▸ What you are asked to do
Can you quote, word for word, every line from the first line of the records below through the line containing "### LINKED ISSUE", and nothing else?

▸ Data in this exercise
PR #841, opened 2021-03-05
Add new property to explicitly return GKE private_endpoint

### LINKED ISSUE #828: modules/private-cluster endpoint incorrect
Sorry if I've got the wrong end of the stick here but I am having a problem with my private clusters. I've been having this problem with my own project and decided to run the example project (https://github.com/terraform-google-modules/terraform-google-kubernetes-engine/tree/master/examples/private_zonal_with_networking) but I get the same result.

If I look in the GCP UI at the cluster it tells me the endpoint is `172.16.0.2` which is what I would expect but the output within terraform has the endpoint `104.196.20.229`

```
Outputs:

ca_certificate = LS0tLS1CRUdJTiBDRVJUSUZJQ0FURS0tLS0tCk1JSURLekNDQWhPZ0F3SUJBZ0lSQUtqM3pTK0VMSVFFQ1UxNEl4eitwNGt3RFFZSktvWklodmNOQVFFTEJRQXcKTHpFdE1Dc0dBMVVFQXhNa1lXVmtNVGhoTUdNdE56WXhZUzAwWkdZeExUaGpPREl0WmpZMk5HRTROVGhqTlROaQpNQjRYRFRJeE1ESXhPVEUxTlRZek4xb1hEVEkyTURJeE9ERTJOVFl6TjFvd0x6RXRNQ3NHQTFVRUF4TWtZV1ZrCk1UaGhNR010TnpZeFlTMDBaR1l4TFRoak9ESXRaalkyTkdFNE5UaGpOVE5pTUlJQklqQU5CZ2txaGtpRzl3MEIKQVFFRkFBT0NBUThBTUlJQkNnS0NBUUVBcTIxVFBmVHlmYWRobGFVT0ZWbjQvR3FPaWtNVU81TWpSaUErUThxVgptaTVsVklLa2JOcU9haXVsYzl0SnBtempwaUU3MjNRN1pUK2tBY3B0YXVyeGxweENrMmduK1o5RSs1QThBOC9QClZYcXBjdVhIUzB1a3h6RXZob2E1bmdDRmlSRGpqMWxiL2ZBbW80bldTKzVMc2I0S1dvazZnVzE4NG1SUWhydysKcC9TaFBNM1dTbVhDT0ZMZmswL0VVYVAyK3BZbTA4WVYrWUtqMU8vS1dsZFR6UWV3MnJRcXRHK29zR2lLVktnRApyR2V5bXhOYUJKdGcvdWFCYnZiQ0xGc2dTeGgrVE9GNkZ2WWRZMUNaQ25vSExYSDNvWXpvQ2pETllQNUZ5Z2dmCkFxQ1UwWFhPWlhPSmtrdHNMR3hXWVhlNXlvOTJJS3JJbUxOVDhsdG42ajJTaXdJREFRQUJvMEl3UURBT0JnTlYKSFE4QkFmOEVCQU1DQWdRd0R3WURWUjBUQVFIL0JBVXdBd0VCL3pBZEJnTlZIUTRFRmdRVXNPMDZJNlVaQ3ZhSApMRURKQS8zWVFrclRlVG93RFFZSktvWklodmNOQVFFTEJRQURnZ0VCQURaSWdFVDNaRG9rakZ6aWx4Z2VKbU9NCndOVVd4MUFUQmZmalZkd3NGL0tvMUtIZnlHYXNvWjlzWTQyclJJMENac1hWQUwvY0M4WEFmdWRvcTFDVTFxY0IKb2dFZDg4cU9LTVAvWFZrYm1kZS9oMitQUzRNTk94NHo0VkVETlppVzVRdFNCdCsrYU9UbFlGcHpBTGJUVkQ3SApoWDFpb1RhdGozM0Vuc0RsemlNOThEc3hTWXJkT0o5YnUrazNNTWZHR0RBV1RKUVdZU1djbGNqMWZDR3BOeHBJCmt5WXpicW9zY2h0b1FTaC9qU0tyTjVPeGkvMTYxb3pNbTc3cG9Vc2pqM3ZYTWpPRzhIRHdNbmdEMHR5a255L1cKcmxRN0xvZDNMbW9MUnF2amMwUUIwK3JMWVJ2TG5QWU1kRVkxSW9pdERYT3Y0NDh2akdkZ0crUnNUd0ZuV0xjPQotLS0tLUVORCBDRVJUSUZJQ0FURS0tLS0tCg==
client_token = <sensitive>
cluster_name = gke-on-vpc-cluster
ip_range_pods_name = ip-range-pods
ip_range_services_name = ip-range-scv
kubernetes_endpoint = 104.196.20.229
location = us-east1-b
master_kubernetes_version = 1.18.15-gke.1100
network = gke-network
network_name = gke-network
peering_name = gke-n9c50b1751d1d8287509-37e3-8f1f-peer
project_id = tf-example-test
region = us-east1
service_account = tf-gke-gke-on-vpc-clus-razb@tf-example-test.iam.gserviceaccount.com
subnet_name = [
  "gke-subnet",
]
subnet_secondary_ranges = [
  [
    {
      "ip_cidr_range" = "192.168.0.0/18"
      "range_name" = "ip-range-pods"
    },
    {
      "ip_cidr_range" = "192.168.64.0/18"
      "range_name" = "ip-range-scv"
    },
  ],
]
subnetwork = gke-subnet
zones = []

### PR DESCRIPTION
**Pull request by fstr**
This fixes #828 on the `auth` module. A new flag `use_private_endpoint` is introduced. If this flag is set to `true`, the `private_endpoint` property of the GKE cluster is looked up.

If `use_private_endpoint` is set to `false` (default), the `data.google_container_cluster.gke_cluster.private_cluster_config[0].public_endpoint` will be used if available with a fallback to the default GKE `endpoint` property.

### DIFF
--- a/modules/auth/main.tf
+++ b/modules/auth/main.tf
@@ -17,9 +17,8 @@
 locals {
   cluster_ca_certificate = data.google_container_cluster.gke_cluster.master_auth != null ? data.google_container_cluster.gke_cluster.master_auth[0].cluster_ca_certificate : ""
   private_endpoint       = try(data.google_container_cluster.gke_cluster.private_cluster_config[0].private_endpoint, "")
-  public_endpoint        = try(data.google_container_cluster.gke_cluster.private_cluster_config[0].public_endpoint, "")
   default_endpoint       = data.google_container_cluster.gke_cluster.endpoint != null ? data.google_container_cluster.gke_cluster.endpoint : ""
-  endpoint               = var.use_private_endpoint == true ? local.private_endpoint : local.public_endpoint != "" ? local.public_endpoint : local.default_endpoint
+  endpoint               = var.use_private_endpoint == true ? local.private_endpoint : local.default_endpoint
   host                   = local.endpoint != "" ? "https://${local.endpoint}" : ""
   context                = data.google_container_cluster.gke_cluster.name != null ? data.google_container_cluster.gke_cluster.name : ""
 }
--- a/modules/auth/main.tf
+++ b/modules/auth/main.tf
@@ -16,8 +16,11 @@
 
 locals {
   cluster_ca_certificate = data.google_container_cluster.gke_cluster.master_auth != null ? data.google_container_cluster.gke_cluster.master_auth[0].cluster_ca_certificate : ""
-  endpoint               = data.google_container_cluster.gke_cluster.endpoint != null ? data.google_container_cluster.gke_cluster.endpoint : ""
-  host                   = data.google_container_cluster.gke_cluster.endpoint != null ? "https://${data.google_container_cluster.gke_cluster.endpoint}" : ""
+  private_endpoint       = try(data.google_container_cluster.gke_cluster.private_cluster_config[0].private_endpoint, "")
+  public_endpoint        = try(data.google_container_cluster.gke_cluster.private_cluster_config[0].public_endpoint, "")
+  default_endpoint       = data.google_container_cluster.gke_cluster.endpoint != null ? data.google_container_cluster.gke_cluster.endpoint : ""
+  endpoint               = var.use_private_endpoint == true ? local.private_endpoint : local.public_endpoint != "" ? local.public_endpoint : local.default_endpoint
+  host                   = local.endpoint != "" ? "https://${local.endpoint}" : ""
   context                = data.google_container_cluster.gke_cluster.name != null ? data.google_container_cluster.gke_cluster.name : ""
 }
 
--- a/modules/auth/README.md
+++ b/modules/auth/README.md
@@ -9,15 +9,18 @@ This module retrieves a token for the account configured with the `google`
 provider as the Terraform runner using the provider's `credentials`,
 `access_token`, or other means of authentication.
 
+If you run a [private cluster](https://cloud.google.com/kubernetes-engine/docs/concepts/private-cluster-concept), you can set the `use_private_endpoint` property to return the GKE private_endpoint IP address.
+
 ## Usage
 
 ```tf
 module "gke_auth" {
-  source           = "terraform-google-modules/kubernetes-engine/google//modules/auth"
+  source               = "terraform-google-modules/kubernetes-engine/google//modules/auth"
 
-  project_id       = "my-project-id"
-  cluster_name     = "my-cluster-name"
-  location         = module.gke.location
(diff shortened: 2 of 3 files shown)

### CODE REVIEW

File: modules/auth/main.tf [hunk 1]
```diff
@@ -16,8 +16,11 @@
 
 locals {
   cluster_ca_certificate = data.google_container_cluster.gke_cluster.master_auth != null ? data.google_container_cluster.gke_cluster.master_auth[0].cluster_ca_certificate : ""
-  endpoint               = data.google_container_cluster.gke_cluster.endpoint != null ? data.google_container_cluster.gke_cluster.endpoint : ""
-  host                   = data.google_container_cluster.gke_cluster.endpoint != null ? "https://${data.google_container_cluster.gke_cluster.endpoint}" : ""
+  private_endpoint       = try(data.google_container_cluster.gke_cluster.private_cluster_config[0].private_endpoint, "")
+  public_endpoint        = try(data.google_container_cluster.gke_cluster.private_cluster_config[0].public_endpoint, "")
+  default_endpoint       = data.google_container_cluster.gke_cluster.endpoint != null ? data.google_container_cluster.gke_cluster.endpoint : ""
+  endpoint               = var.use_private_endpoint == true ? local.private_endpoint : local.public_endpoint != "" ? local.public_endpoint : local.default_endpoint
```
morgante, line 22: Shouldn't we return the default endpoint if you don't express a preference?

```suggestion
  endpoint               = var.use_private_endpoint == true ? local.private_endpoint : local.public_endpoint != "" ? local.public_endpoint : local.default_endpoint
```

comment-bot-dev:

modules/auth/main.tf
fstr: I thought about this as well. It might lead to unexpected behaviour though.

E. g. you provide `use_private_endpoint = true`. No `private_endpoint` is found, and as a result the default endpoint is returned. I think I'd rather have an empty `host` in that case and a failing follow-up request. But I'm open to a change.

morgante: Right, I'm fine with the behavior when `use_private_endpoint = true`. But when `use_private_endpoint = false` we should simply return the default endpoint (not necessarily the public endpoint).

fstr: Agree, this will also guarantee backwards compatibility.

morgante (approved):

▸ Final answer
PR #841, opened 2021-03-05
Add new property to explicitly return GKE private_endpoint

### LINKED ISSUE #828: modules/private-cluster endpoint incorrect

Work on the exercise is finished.